E la primavera araba in Giordania?

28 Ottobre 2014

Tra la fine del 2011 e l’inizio del 2012, sono stati in molti a pensare che a breve sarebbe stato il turno della Giordania, che una rivoluzione fosse ormai alle porte. Furono perciò in molti a essere delusi o, al contrario, contenti che i venti della Primavera Araba avesse risparmiato il piccolo stato che si trova proprio nell’occhio del ciclone, confinando a nord con Siria, a nord-est con Iraq, a sud-ovest con le acque territoriali egiziane e a ovest con Israele e i Territori Palestinesi. Tuttavia voglio iniziare con il chiarire un punto: anche se non ne ha modificato drasticamente l’assetto politico nazionale come nel caso dell’Egitto e la Siria, una rivoluzione in Giordania c’è stata. Il re, la famiglia reale hashemita e il suo entourage sono stati criticati aspramente dal movimento politico di protesta (al-hirak) che si è sviluppato in questi ultimi anni. Per la prima volta da decenni si è parlato di uno stato giordano che non facesse necessariamente riferimento agli hashemiti. Non un cambiamento da poco se si considera che l’articolo uno della costituzione giordana specifica che “il Regno Hashemita di Giordania è uno stato sovrano indipendente […] con un sistema di governo parlamentare a cui fa capo una monarchia ereditaria”.

 

 

Ci sono state altre manifestazioni e rivolte in passato, ma per quanto spettacolari erano più che altro dirette ad attrarre l’attenzione del palazzo su determinati problemi socio-economici piuttosto che a sfidarne l’autorità. Il malcontento degli ultimi anni è invece di natura differente. Si è manifestato inizialmente nel gennaio del 2010 con una serie di manifestazioni contro la corruzione, l’inflazione e la disoccupazione che hanno portato a numerosi rimpasti di governo, ma nel giro di un paio di anni ha cambiato pelle, arrivando a chiedere l’abdicazione del re e la fine dell’egemonia hashemita.

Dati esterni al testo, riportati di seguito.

PR #332, opened 2024-03-25
Fix MatchError during redirect with no location header

### LINKED ISSUE #330: Redirect with missing Location header fails with MatchError
Req returns the following error when a redirect with a missing Location header is received.

```elixir
** (MatchError) no match of right hand side value: []
    (req 0.4.14) lib/req/steps.ex:1952: Req.Steps.build_redirect_request/2
    (req 0.4.14) lib/req/steps.ex:1937: Req.Steps.redirect/1
    (req 0.4.14) lib/req/request.ex:1010: anonymous fn/2 in Req.Request.run_response/2
    (elixir 1.15.6) lib/enum.ex:4830: Enumerable.List.reduce/3
    (elixir 1.15.6) lib/enum.ex:2564: Enum.reduce_while/3
    (req 0.4.14) lib/req/request.ex:938: Req.Request.run/1
```

Since RFC 2616 section 10.3 specifies that the Location header only "should" be provided (instead of "must"), redirect should handle the case where Location header is not provided.  Will submit a patch handling this case.

bfolkens:
When the redirect step is presented with a response where no `Location` header is specified, a MatchError is thrown from: https://github.com/wojtekmach/req/blob/3852d7e1d0861e7c4a6ae176dba2224d1aaf786e/lib/req/steps.ex#L1990

This patch introduces a function to retrieve and coalesce the `Location` header, avoiding a match error and respecting RFC 2616 section 10.3 (redirects).

Fixes #330

### DIFF
--- a/lib/req/steps.ex
+++ b/lib/req/steps.ex
@@ -1932,9 +1932,11 @@ defmodule Req.Steps do
         redirect_count = Req.Request.get_private(request, :req_redirect_count, 0)
 
         if redirect_count < max_redirects do
+          location_url = resolve_redirect_location(request, response)
+
           request =
             request
-            |> build_redirect_request(response)
+            |> build_redirect_request(response, location_url)
             |> Req.Request.put_private(:req_redirect_count, redirect_count + 1)
 
           {_, result} = Req.Request.run(request)
@@ -1948,12 +1950,7 @@ defmodule Req.Steps do
     end
   end
 
-  defp build_redirect_request(request, response) do
-    [location] = Req.Response.get_header(response, "location")
-
-    log_level = Req.Request.get_option(request, :redirect_log_level, :debug)
-    log_redirect(log_level, location)
-
+  defp build_redirect_request(request, response, location_url) do
     redirect_trusted =
       case Req.Request.fetch_option(request, :location_trusted) do
         {:ok, trusted} ->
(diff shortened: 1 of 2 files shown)


wojtekmach:
Could you explain your rationale for this change?

> The user agent MAY use the Location field value for automatic redirection

(https://www.rfc-editor.org/rfc/rfc9110.html#section-15.4.2 - it obsoletes RFC 2616)

My reading of the RFC is that it doesn't say what to do when the location header is missing.

In that case I'd rather do nothing, i.e. return HTTP 303, like curl does:

```elixir
Mix.install([:bandit])

{:ok, _} =
  Bandit.start_link(
    scheme: :http,
    port: 4000,
    plug: fn
      conn, _options when conn.method == "POST" ->
        Plug.Conn.send_resp(conn, 303, "")

      conn, _options when conn.method == "GET" ->
        Plug.Conn.send_resp(conn, 200, "ok")
    end
  )

Process.sleep(:infinity)
```

```
~% curl -XPOST -L -v http://localhost:4000
*   Trying [::1]:4000...
* connect to ::1 port 4000 failed: Connection refused
*   Trying 127.0.0.1:4000...
* Connected to localhost (127.0.0.1) port 4000
> POST / HTTP/1.1
> Host: localhost:4000
> User-Agent: curl/8.4.0
> Accept: */*
>
< HTTP/1.1 303 See Other
< date: Tue, 26 Mar 2024 11:57:57 GMT
< content-length: 0
< vary: accept-encoding
< cache-control: max-age=0, private, must-revalidate
<
* Connection #0 to host localhost left intact
```

What do you think? If you agree, could you leave just the test?

bfolkens:
Ok that makes sense - I think we should just follow the cURL behavior then above.  However, if I only leave the test then we would still encounter the bad match error when the following fails:

https://github.com/wojtekmach/req/blob/3852d7e1d0861e7c4a6ae176dba2224d1aaf786e/lib/req/steps.ex#L1990

So I've updated the branch with a reduced set of changes that handle the a more robust header match and then just return the response as-is, instead of following the request URL.  That way, the implementation follows the "MAY" condition in the RFC without a fatal error and allows the developer to handle the empty redirect.

lib/req/steps.ex
```diff
@@ -1932,13 +1932,19 @@ defmodule Req.Steps do
...
+              request =
+                request
+                |> build_redirect_request(response, location)
+                |> Req.Request.put_private(:req_redirect_count, redirect_count + 1)
+
+              {_, result} = Req.Request.run(request)
+              {Req.Request.halt(request), result}
+
+            _ ->
+              {Req.Request.halt(request), response}
```
wojtekmach, line 1946: we only want to halt when we make a new request (Req.Request.run) or raise. At the beginning of the step we have a `redirect?` conditional, basically whether this step is a no-op. Could you make the change there instead? Perhaps something like:

```
with true <- response.status in ...,
     [location | _] <- ... do
  ...
else
  _ ->
    {request, response}
end
```

bfolkens: Ok great, that's much simpler.  Also, with that in mind it looks like we could refactor up another step (to the `cond`).  I just updated branch with suggested change and also added a test for when :redirect is false.

wojtekmach:
Thank you!

Issue #335, opened 2024-03-28
Proposal: Improve error handling


wojtekmach:
Currently the contract is `Req.request(req) :: {:ok, Req.Response.t()} | {:error, Exception.t()}`, that is, users of the library might get arbitrary exceptions.

In recent releases we added a few Req exceptions:

  * `Req.TooManyRedirectsError` - previously we were _raising_ a RuntimeError, now we _return_ this exception

  * `Req.TransportError` - previously we were returning `Mint.TransportError`. We added this struct because we want to have `Req.Test.transport_error(conn, reason)` and so should have a Req specific exception.

Currently we automatically retry "transient errors". By that we mean 408/429/500/502/503/504 _responses_ and _exceptions_ with `reason: :timeout | :econnrefused | :closed`. We don't check the exception struct, just the reason.

We have a few issues:

  * #244 - should we retry all `Req.TransportError` exceptions? My rationale as not to was that for `reason: :nxdomain` it is very unlikely that retrying such would ever be successful, usually it's a typo in domain name, and so I would not consider it "transient". (IPv4/IPv6 mismatch shows up as this one too to further complicate things however.)

  * #295

  * Similarly to above, at the moment we are crashing when decoding invalid tar and zip.

  * #333

  * #329

  * Finch has [`Finch.Error`](https://hexdocs.pm/finch/Finch.Error.html) exception. Should it (or just particular :reason values) be considered _transient_?

## Proposal

  1. Add `%Req.HTTPError{reason: reason, protocol: :http1 | :http2}`. It standardizes Mint.HTTPError and Finch.Error.

  2. "transient error" means one of:

       * response 408/429/500/502/503/504,

       * `%Req.TransportError{reason: :closed | :econnrefused | :closed}`.

       * `%Req.HTTPError{reason: :unprocessed, protocol: :http2}`

  3. Remove compatibility guarantee (-ish, we're still pre 1.0 after all) for what "transient error" is, that is, document that we can add new status codes and exception structs/reasons in the future.

     If someone is really concerned about it, they'd explicitly configure `:retry` for their needs.

  4. Add `Req.DecodeError`:

     ```elixir
     %Req.DecodeError{
       format: :json | :tar | :zip | atom(), # atom() for user provided decoders
       position: non_neg_integer | nil,
       data: binary
     }
     ```

     This matches `%Jason.DecodeError{position:, data:}`. (There would be an additional private `:token` field which Jason.DecodeError has too.)

[...]

PR #337, opened 2024-03-29
Handle decompress_body/1 errors by returning Req.DecompressError

bfolkens:
See #335 - Improve decompression failure error handling by returning Req.DecompressError

This PR adds a new error type (below) to handle decompression failures.

```elixir
%Req.DecompressError{
  format: :gzip | :br | :zstd,
  data: binary()
}
```

### DIFF
--- a/lib/req/decompress_error.ex
+++ b/lib/req/decompress_error.ex
@@ -3,7 +3,12 @@ defmodule Req.DecompressError do
   Represents an error when decompression fails, returned by `Req.Steps.decompress_body/1`.
   """
 
-  defexception [:format, :data]
+  defexception [:format, :data, :reason]
+
+  @impl true
+  def message(%{format: format, reason: reason}) when not is_nil(reason) do
+    "#{message(%{format: format})}, reason: #{inspect(reason)}"
+  end
 
   @impl true
   def message(%{format: format}) do
--- a/lib/req/decompress_error.ex
+++ b/lib/req/decompress_error.ex
@@ -6,12 +6,12 @@ defmodule Req.DecompressError do
   defexception [:format, :data, :reason]
 
   @impl true
-  def message(%{format: format, reason: reason}) when not is_nil(reason) do
-    "#{message(%{format: format})}, reason: #{inspect(reason)}"
+  def message(%{format: format, reason: nil}) do
+    "#{format} decompression failed"
   end
 
   @impl true
-  def message(%{format: format}) do
-    "decompression failed with format \'#{format}\'"
+  def message(%{format: format, reason: reason}) do
+    "#{format} decompression failed, reason: #{inspect(reason)}"
   end
 end
--- a/lib/req/decompress_error.ex
+++ b/lib/req/decompress_error.ex
@@ -1,0 +1,12 @@
+defmodule Req.DecompressError do
+  @moduledoc """
+  Represents an error when decompression fails, returned by `Req.Steps.decompress_body/1`.
+  """
+
+  defexception [:format, :data]
+
+  @impl true
+  def message(%{format: format}) do
+    "decompression failed with format \'#{format}\'"
+  end
+end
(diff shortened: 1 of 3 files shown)


lib/req/steps.ex
```diff
@@ -1636,42 +1636,70 @@ defmodule Req.Steps do
...
+         decompressed when is_binary(decompressed) <- :ezstd.decompress(body) do
+      decompress_body(rest, decompressed, acc)
     else
-      Logger.debug(":ezstd library not loaded, skipping zstd decompression")
-      decompress_body(rest, body, ["zstd" | acc])
+      false ->
+        Logger.debug(":ezstd library not loaded, skipping zstd decompression")
+        decompress_body(rest, body, ["zstd" | acc])
+
+      {:error, _reason} ->
```
bfolkens, line 1701: Do we care about the underlying error reason?  If so, we'll need to include another field in the struct...

lib/req/steps.ex
```diff
@@ -1636,42 +1636,70 @@ defmodule Req.Steps do
...
-          |> Req.Response.delete_header("content-encoding")
-          |> Req.Response.delete_header("content-length")
-        else
-          Req.Response.put_header(response, "content-encoding", Enum.join(unknown_codecs, ", "))
-        end
 
-      {request, response}
+      case decompress_body(codecs, response.body, []) do
+        %Req.DecompressError{} = exception ->
+          {Req.Request.halt(request), exception}
```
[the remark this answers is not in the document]
bfolkens: Ahh that's right - sorry about that, forgot we discussed the same during the other PR.

lib/req/decompress_error.ex
```diff
@@ -0,0 +1,17 @@
...
+
+  @impl true
+  def message(%{format: format, reason: reason}) when not is_nil(reason) do
+    "#{message(%{format: format})}, reason: #{inspect(reason)}"
+  end
+
+  @impl true
+  def message(%{format: format}) do
+    "decompression failed with format \'#{format}\'"
+  end
```
wojtekmach, line 16:
```suggestion
  @impl true
  def message(%{format: format, reason: nil}) do
    "#{format} decompression failed"
  end

  @impl true
  def message(%{format: format, reason: reason}) do
    "#{format} decompression failed, reason: #{inspect(reason)}"
  end
```

lib/req/steps.ex
```diff
@@ -1636,42 +1636,70 @@ defmodule Req.Steps do
...
       decompress_body(rest, decompressed, acc)
     else
-      Logger.debug(":brotli library not loaded, skipping brotli decompression")
-      decompress_body(rest, body, ["br" | acc])
+      false ->
+        Logger.debug(":brotli library not loaded, skipping brotli decompression")
+        decompress_body(rest, body, ["br" | acc])
+
+      :error ->
+        %Req.DecompressError{format: :br, data: body}
```
wojtekmach, line 1688: with/1 with multiple clauses tends to be hard to maintain because it isn't immediately clear where it originated from. (Right now it is but if this code grows it ain't gonna.)

Could you go with something like this?

```elixir
if brotli_loaded?() do
  case :brotli.decode(body) do
    {:ok, decompressed} ->
      # ...

    :error ->
      # ...

  end
else
  # ...
end
```

test/req/steps_test.exs
```diff
@@ -534,6 +534,18 @@ defmodule Req.StepsTest do
...
 
+    test "gzip error", c do
+      Bypass.expect(c.bypass, "GET", "/", fn conn ->
+        conn
+        |> Plug.Conn.put_resp_header("content-encoding", "x-gzip")
+        |> Plug.Conn.send_resp(200, "bad")
+      end)
+
+      assert_raise Req.DecompressError, "decompression failed with format 'gzip'", fn ->
+        Req.get!(c.url)
```
wojtekmach, line 545: nitpick: I'd like to use :plug feature as much as possible going forward, for everything that doesn't rely on network or some HTTP implementation details:

```suggestion
    test "gzip error" do
      plug = fn conn ->
        conn
        |> Plug.Conn.put_resp_header("content-encoding", "x-gzip")
        |> Plug.Conn.send_resp(200, "bad")
      end

      assert_raise Req.DecompressError, "decompression failed with format 'gzip'", fn ->
        Req.get!(plug: plug)
```

wojtekmach (commented):
Just two comments and we can ship it, thank you!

Quello che prima era considerato un tabu nazionale è stato infranto.

 

Ma da dove è partita la prima pugnalata? Naturalmente, come in ogni dramma che si rispetti, è stato il più insospettabile tra gli alleati: la popolazione delle aree meridionali a maggioranza transgiordana (la cosiddetta comunità locale), storicamente bastione saldo della monarchia. E pensare che proprio da qui circa quarant’anni prima Re Hussein (il padre di Abdallah II) ha tratto la forza militare e politica per fronteggiare le rivolte scoppiate a Amman e negli altri centri urbani del nord-ovest della Giordania, abitati prevalentemente da giordani d’origine palestinese.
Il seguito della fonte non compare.